Chicago Cubs: Jason Kipnis would be an illogical signing

The Chicago Cubs are reportedly showing interest in free-agent second baseman, Jason Kipnis, but signing him would make very little sense.

Remember when Jason Kipnis had that terrifying foul ball in the bottom half of the ninth inning of Game 7 in the 2016 World Series? I apologize for any recurring post-traumatic stress, but at the time, it initially looked like Kipnis had ended the game while breaking Chicago Cubs fans’ hearts everywhere. The 32-year-old Northbrook, Illinois native, is reportedly drawing interest from the hometown club, as second base has no clear answer with Spring Training now just days away.

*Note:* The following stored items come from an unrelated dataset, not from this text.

PR #293, opened 2016-08-31
Added settings for queue peeker delay

HEskandari:
This one replaces #292 and should address all the previous comments.  The documentation will be done as a part of Particular/docs.particular.net#1835


HEskandari:
@Particular/sqlserver-transport-maintainers This should be all ready now. Please review.

Issue #204, opened 2016-04-19
Receiving concurrently more than Default Max Pool Size of messages results in exception.


ramonsmits:
## Reproduction

In V3 of the transport when sending and/or receiving more than 100 (which is default size of SqlConnection pool) messages concurrently the connection pool size reaches it's limit which results in exceptions being thrown.

## PoA

* [x] When connection string is configured via `ConnectionString` during initialization of the transport check if `Max Pool Size` is set or if pooling is disabled and if not we log a WARN and direct to doco.
* [x] When connection is provided with registered callback do a one-time check similar to above and if needed log a WARN

tmasternak:
I think that we need to clearly define a goal when resolving this one. I think we can do only best-effort approach. Here are some reasons
 * We are able to figure out only the configured limit for receiving. `ConcurrencyLimit` does not prevent users from sending more messages concurrently outside of handler
 * We are able to do only the guestimation to check if the MaxPoolSize has a proper value. For example if  concurrency is 100 and each receive sends message as isolated dispatches s/he will need ~200 open connections. There are also other factors to consider such as custom-checks, business data sql connections and execution environment in general.

I would propose to
 * Log `WARN` whenever user does not specify the MaxPoolSize option (this does not cover custom connection factory though)
 * Consider providing better [documentation](http://docs.particular.net/nservicebus/sqlserver/configuration#connection-strings) regarding how to arrive at proper pool size

HEskandari:
What is the scope of this? Should it be backported to v2 as well?

tmasternak:
@HEskandari this is v3 only issue. The reason is that by default in v5 of core concurrency limit is set to 1 which makes running out of connections impossible. With v6  concurrency limit defaulting to 100 the possibility of that happening **was** quite  big. The default has been [changed](https://github.com/Particular/NServiceBus/issues/4089) to be Max(2, LogicalProcessorCount).

That being said the scope of the issue is to put a warning just as it said in description. Please disregard my later comment https://github.com/Particular/NServiceBus.SqlServer/issues/204#issuecomment-212392885.

HEskandari:
Think we should also update all the connection strings in the snippets on [this page](http://docs.particular.net/nservicebus/sqlserver/connection-settings) to give people reading the doco the right impression. 

Should I add it to the PoA?

SzymonPobiega:
:+1: for adding pool size to all connection strings in context of sql transport.

tmasternak:
[...]

PR #297, opened 2016-09-06
Added connection pool validation. Related to #204.

HEskandari:
This will check connection pool settings on the provided connection string for send and receive infrastructures.

### DIFF
--- a/src/NServiceBus.SqlServer.UnitTests/ConnectionPoolValidatorTests.cs
+++ b/src/NServiceBus.SqlServer.UnitTests/ConnectionPoolValidatorTests.cs
@@ -9,49 +9,49 @@
         [Test]
         public void Is_not_validated_when_connection_pooling_not_specified()
         {
-            var valid = ConnectionPoolValidator.Validate("Initial Catalog = xxx");
+            var result = ConnectionPoolValidator.Validate("Initial Catalog = xxx");
 
-            Assert.IsFalse(valid);
+            Assert.IsFalse(result.IsValid);
         }
 
         [Test]
         public void Is_validated_when_both_min_and_max_pool_size_is_specified()
         {
-            var valid = ConnectionPoolValidator.Validate("Initial Catalog = xxx; min pool size = 20; max pool size=120");
+            var result = ConnectionPoolValidator.Validate("Initial Catalog = xxx; min pool size = 20; max pool size=120");
 
-            Assert.IsTrue(valid);
+            Assert.IsTrue(result.IsValid);
         }
 
         [Test]
         public void Is_not_validated_when_only_min_pool_size_is_specified()
         {
-            var valid = ConnectionPoolValidator.Validate("Initial Catalog = xxx; Min Pool Size = 20;");
+            var result = ConnectionPoolValidator.Validate("Initial Catalog = xxx; Min Pool Size = 20;");
 
-            Assert.IsFalse(valid);
+            Assert.IsFalse(result.IsValid);
         }
 
         [Test]
         public void Is_not_validated_when_only_max_pool_size_is_specified()
         {
-            var valid = ConnectionPoolValidator.Validate("Initial Catalog = xxx; Max Pool Size = 200");
+            var result = ConnectionPoolValidator.Validate("Initial Catalog = xxx; Max Pool Size = 200");
 
-            Assert.IsFalse(valid);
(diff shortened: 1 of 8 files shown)


HEskandari:
@Particular/sqlserver-transport-maintainers Please check my last comments on #204 first and then do the review.

src/NServiceBus.SqlServer/Configuration/ConnectionPoolValidator.cs
```diff
@@ -0,0 +1,39 @@
+﻿namespace NServiceBus.Transport.SQLServer
+{
+    using System.Data.Common;
+    using System.Data.SqlClient;
+    using Logging;
+
+    class ConnectionPoolValidator
+    {
+        public static bool Validate(string connectionString)
```
SzymonPobiega: Why does this return `bool`? It seems to be not used by the calling code.

HEskandari: The bool result is currently used for testing.

Initially I was thinking to use something like `StartupCheckResult` but there's only success and fail and we need to `WARN` here so rolled that back. I can change it so that the Validate method returns a <bool, string> and then do the logging outside if return false. That way it'd behave more like `ConnectionStringsValidator`. What do you think @SzymonPobiega?

src/NServiceBus.SqlServer.UnitTests/ConnectionPoolValidatorTests.cs
```diff
@@ -0,0 +1,57 @@
...
+        [Test]
+        public void Is_not_validated_when_only_max_pool_size_is_specified()
+        {
+            var valid = ConnectionPoolValidator.Validate("Initial Catalog = xxx; Max Pool Size = 200");
+
+            Assert.IsFalse(valid);
+        }
+
+        [Test]
+        public void Is_not_validated_when_pooling_is_disabled()
```
tmasternak: I think the purpose of validation is to make sure that users will not run out of connection due to reaching connection pool limit. With pooling disabled that is not possible right?
If so should we treat connection strings with disabled pooling as valid?

src/NServiceBus.SqlServer/Configuration/ConnectionPoolValidator.cs
tmasternak: I am +1 for moving the logging outside of `ConnectionsPoolValidator` - it will make it more single-purpose.

HEskandari:
@Particular/sqlserver-transport-maintainers please do another review. All the issues should have been addressed.

src/NServiceBus.SqlServer/Configuration/SqlConnectionFactory.cs
```diff
@@ -11,15 +12,21 @@ public SqlConnectionFactory(Func<Task<SqlConnection>> factory)
             openNewConnection = factory;
         }
 
-        public Task<SqlConnection> OpenNewConnection()
+        public async Task<SqlConnection> OpenNewConnection()
         {
-            return openNewConnection();
+            var connection = await openNewConnection().ConfigureAwait(false);
+
+            ValidateConnectionPool(connection.ConnectionString);
```
SzymonPobiega: What's the perf impact of parsing the connection string every single time? Should we keep a cache keyed by connection string to avoid validating it every single time?

HEskandari: The function itself is doing the check to run / log only once. Isn't that enough?

SzymonPobiega: Isn't that called each time a new connection is created?

HEskandari: Did a quick check...the amount of time it takes to validate a connection string for one million time is less than 3 seconds.

HEskandari: @SzymonPobiega Also, the flag is a static variable which is shared across factory instances, so it will be checked only once. This was not the case for `LegacySqlConnectionFactory` which I've fixed.

SzymonPobiega: Sorry, I missed that flag. :+1:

As noted, the Cubs have a plethora of options currently on their roster for the position including, but not limited to, Nico Hoerner, David Bote, Daniel Descalso, Ian Happ, among others. However, Kipnis would likely not offer anything better than what’s currently under contract. He’s been a below-league average player for the better part of three seasons, recording a wRC+ above 100 last in 2016.

That year, he slashed .275/.343/.469 with 23 home runs and 82 RBI (114 wRC+) but has hovered around an 85 wRC+ since then. His walk percentage and ISO stats have dipped substantially since 2016, and while he earned just $2.5 million last year, adding him to the roster would only take away at-bats from those who need to continue developing.

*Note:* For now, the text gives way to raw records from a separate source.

PR #307, opened 2016-10-05
[SPIKE] Native timeouts

SzymonPobiega:
Native (not requiring persistence) implementation of delayed delivery
 * Uses a table for each endpoint (with `.Delayed` suffix)
 * Delayed messages destined to other endpoint have their ultimate destination in the `Destination` column
 * Delayed messages which mature (their due date has come) are moved periodically (by default every 5 seconds) to the input queue
 * Received messages with non-null `Destination` are immediately forwarded to their ultimate destination instead of processing them in the pipeline

### Comparison to NHibernate peristence based delayed messages

An immediate send cost is 2 (in terms of DB operations). The added cost of a delayed send when using non-native delayed delivery is 8 DB ops. The added cost of a delayed send to self (most common scenario) is 1 DB op (the move operation) and that operation is executed once no matter how many timeouts have matured. Even when considering the most pessimistic scenario when it moves a single message, we reduce the added cost of delayed delivery roughly 8 times.

#### Immediate send

1. Send to destination queue (`INSERT`)
2. Receive at destination queue (`DELETE`)

#### NHibernate

1. Send to satellite (`INSERT`)
2. Receive in satellite (`DETELE`)
3. Store timeout (`INSERT`)
4. Query timeouts (`SELECT`)
5. Send dispatch request (`INSERT`)
6. Receive dispatch request in satellite (`DETELE`)
7. Query timeout (`SELECT`)
8. Dispatch message (`INSERT`)
9. Remove timeout (`DELETE`)
10. Receive at destination queue (`DELETE`)

#### Native (same endpoint)

1. Send to timeout queue (`INSERT`)
2. Move to input queue when matured (`DELETE` + `INSERT`)
3. Receive at destination queue (`DELETE`)

#### Native (different endpoint)

1. Send to timeout queue (`INSERT`)
2. Move to input queue when matured (`DELETE` + `INSERT`)
3. Receive at local input queue (`DELETE`)
4. Forward to destination queue (`INSERT`)
5. Receive at destination queue (`DELETE`)

### DIFF
--- a/src/NServiceBus.SqlServer/DelayedDelivery/DelayedMessageTable.cs
+++ b/src/NServiceBus.SqlServer/DelayedDelivery/DelayedMessageTable.cs
@@ -36,7 +36,7 @@ namespace NServiceBus.Transport.SQLServer
             }
             catch (Exception ex)
             {
-                ThrowFailedToSendException(ex);
+                throw new Exception("Failed to store a delayed message.", ex);
             }
         }
 
@@ -48,11 +48,6 @@ namespace NServiceBus.Transport.SQLServer
             {
                 return command.ExecuteNonQueryAsync();
             }
-        }
-
-        void ThrowFailedToSendException(Exception ex)
-        {
-            throw new Exception($"Failed to store a delayed message.", ex);
         }
 
         public async Task<int> Purge(SqlConnection connection)
--- a/src/NServiceBus.SqlServer/DelayedDelivery/DelayedMessageTable.cs
+++ b/src/NServiceBus.SqlServer/DelayedDelivery/DelayedMessageTable.cs
@@ -1,0 +1,73 @@
+namespace NServiceBus.Transport.SQLServer
+{
+    using System;
+    using System.Data.SqlClient;
+    using System.Threading.Tasks;
+    using Transport;
+
+    class DelayedMessageTable
+    {
+        public DelayedMessageTable(string inputQueue, string delayedMessageTableSuffix, QueueAddressParser addressParser)
+        {
+            using (var sanitizer = new SqlCommandBuilder())
+            {
+                var inputQueueAddress = addressParser.Parse(inputQueue);
+
+                inputQueueTable = sanitizer.QuoteIdentifier(inputQueueAddress.TableName);
+                schema = sanitizer.QuoteIdentifier(inputQueueAddress.SchemaName);
+
+                delayedStoreTable = sanitizer.QuoteIdentifier(inputQueueAddress.TableName + "." + delayedMessageTableSuffix);
+            }
+        }
+
+        public async Task Store(OutgoingMessage message, DateTime dueTime, string destination, SqlConnection connection, SqlTransaction transaction)
+        {
+            var messageRow = DelayedMessageRow.From(message.Headers, message.Body, dueTime, destination);
+
+            var commandText = string.Format(Sql.StoreDelayedMessageText, schema, delayedStoreTable);
+
+            try
+            {
+                using (var command = new SqlCommand(commandText, connection, transaction))
+                {
+                    messageRow.PrepareSendCommand(command);
+                    await command.ExecuteNonQueryAsync().ConfigureAwait(false);
+                }
+            }
+            catch (Exception ex)
+            {
+                ThrowFailedToSendException(ex);
+            }
+        }
+
+        public Task MoveMaturedMessages(SqlConnection connection, SqlTransaction transaction)
+        {
+            var commandText = string.Format(Sql.MoveMaturedDelayedMessageText, schema, delayedStoreTable, inputQueueTable);
+
+            using (var command = new SqlCommand(commandText, connection, transaction))
+            {
+                return command.ExecuteNonQueryAsync();
+            }
+        }
+
+        void ThrowFailedToSendException(Exception ex)
+        {
+            throw new Exception($"Failed to store a delayed message.", ex);
+        }
+
+        public async Task<int> Purge(SqlConnection connection)
+        {
+            var commandText = string.Format(Sql.PurgeText, schema, delayedStoreTable);
+
+            using (var command = new SqlCommand(commandText, connection))
+            {
+                return await command.ExecuteNonQueryAsync().ConfigureAwait(false);
+            }
+        }
+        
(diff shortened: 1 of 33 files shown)


SzymonPobiega:
@Particular/sqlserver-transport-maintainers please take a look

tmasternak:
👍 Good work!

I think this proves it will work and we need to figure out/discuss details.

src/NServiceBus.SqlServer/Receiving/ReceiveWithNativeTransaction.cs
```diff
@@ -73,7 +73,15 @@ public ReceiveWithNativeTransaction(TransactionOptions transactionOptions, SqlCo
                 return null;
             }
 
-            return receiveResult.Message;
+            var message = receiveResult.Message;
```
tmasternak: I think this might not be good place to put forwarding logic. It makes `ReceiveStrategy` more complicated and it's already hard to reason about. E.g. it was not obvious for me that this will work correctly with recoverability.

What if we tweaked `onMessage` delegate and put the logic of pushing message to full pipeline or passing to `MessageDispatcher` there?

src/NServiceBus.SqlServer/Sending/MessageDispatcher.cs
```diff
@@ -21,21 +22,60 @@ public MessageDispatcher(IQueueDispatcher dispatcher, QueueAddressParser address
...
             }
-            return dispatchMethod(deduplicatedOperations);
+            return dispatchMethod(deduplicatedOperations.Values.ToArray());
         }
 
         IQueueDispatcher dispatcher;
         QueueAddressParser addressParser;
-        static OperationByMessageIdAndQueueAddressComparer OperationByMessageIdAndQueueAddressComparer = new OperationByMessageIdAndQueueAddressComparer();
+
+        sealed class DeduplicationKey
```
tmasternak: This is probably not needed for this PR but I like it ;).

src/NServiceBus.SqlServer/Sending/TableBasedQueueDispatcher.cs
```diff
@@ -88,13 +95,43 @@ public TableBasedQueueDispatcher(SqlConnectionFactory connectionFactory)
...
+                else
+                {
+                    var queueAddress = addressParser.Parse(operation.Destination);
+                    var queue = new TableBasedQueue(queueAddress);
+                    await queue.Send(operation.Message, connection, transaction).ConfigureAwait(false);
+                }
+            }
+        }
+
+        static DateTime? GetDueTime(IOutgoingTransportOperation operation)
```
tmasternak: Extension method?

src/NServiceBus.SqlServer/SqlServerTransportInfrastructure.cs
```diff
@@ -21,17 +22,25 @@ internal SqlServerTransportInfrastructure(QueueAddressParser addressParser, Sett
...
         /// </summary>
-        public override IEnumerable<Type> DeliveryConstraints { get; } = new[]
+        public override IEnumerable<Type> DeliveryConstraints
         {
-            typeof(DiscardIfNotReceivedBefore)
-        };
+            get
+            {
+                yield return typeof(DiscardIfNotReceivedBefore);
+                if (settings.HasSetting<DelayedDeliverySettings>())
```
tmasternak: Why this is needed?

src/NServiceBus.SqlServer/DelayedDelivery/DelayedMessageTable.cs
```diff
@@ -0,0 +1,68 @@
...
+        {
+            var commandText = string.Format(Sql.MoveMaturedDelayedMessageText, schema, delayedStoreTable, inputQueueTable);
+
+            using (var command = new SqlCommand(commandText, connection, transaction))
+            {
+                return command.ExecuteNonQueryAsync();
+            }
+        }
+
+        public async Task<int> Purge(SqlConnection connection)
```
tmasternak: This is not used anywhere and probably should get called when input queue get's purged on startup.

SzymonPobiega: Well, I was thinking about this. If you use native timeouts, you expect them to be deleted when the input queue is purged. On the other hand, if you use the Timeout Manager with persistence, purging queue on startup does not clean the queues...

src/NServiceBus.SqlServer/Receiving/ReceiveWithNativeTransaction.cs
SzymonPobiega: I'll try.

src/NServiceBus.SqlServer/Sending/MessageDispatcher.cs
SzymonPobiega: Well, I had to change the way operations are passed around because now I also need constraints in the lower layers, that's why I introduced this guy.

src/NServiceBus.SqlServer/SqlServerTransportInfrastructure.cs
SzymonPobiega: Because the native delayed delivery is opt-in. If you don't configure it explicitly (which adds `DelayedDeliverySettings` to the settings), the transport does not report it handles these constraints. This is in line for ASQ (cc @Scooletz ) in the way we want to release opt-in native timeout support in a minor and then switch completely in major.

Scooletz:
It's quite interesting that implementing the same feature in two different transports we take two different paths. In `ASQ` we use our `Dispatcher` directly for timeouts, sending the message to the initial destination when the time comes. In `SQL` you push the message through the pipeline.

Hoerner is likely the Opening Day starter at second until he proves that he cannot make the necessary adjustments throughout a full season. Bote would appear to be the next in line for the most at-bats, but he’s shown to be inconsistent. That word has been the definition of the Cubs since 2016, and accompanied by Kipnis’ trends of increased groundballs and pulled balls; the signing does not seem to fit with the direction that is needed.

Next: Cubs: 3 players who could be traded with slow start

The upcoming year is a critical year for Theo Epstein. He’s come under a tremendous amount of scrutiny since the World Series, signing bad contracts in repeated offseasons and combined with a lack of player development. And while many fans will simply be happy to have baseball back on February 22, all eyes will be on the open competitions in camp.